TASK STATEMENT: What is the number of lines in the entries that contain "least"? Reply with that number only.

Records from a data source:
+ + +
PR #1839, opened 2020-06-15
My Airport Challenge

04alexklink:
My airport challenge completed up to end of User Story 4.

### DIFF
--- a/README.md
+++ b/README.md
@@ -1,6 +1,54 @@
 Airport Challenge
 =================
 
+For this challenge, I began by creating a the Plane and Airport classes. Once done, 
+I created a land method for my Airport Class that could take 1 argument. 
+This solved User Story 1. 
+
+For User Story 2, in order to allow a plane to take-off and know it is no longer in the 
+airport, it seemed like the right time to introduce the ability to store planes in airport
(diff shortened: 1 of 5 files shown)


samlandman:
1) Appreciate at least one thing you like in the pull request. For example: a clear name, something easy to understand, or a good test case.
- Very clear and easy to read code
- Already_Present is a nice method, and well described
- Land method is clear with steps (unlike mine, which was on one line)

Rspec
- I like how you have split the tests by method (#)
- I like how you used the let functionality. 

2) Suggest at least one thing that might improve the code. Try to give a reason why your suggestion would be an improvement.
 - Intermittent lines on coding file (eg 13,15,21 in airport.rb - do these need to be in there?)
- I liked your use of the 'private' mechanism, but if it is not in attr_reader or attr_accessor, is this required as it's already not accessible?
- (Include weather)

Rspec
- Line 4 - airport = Airport.new, but then repeated on 15,19 (15,19 can be deleted as you're creating a new airport)

3) Respond to any questions the author has asked. Illustrate your answers using code snippets and links to relevant resources. If you don't know, then say so.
+ + +
EXERCISE ANSWER: 2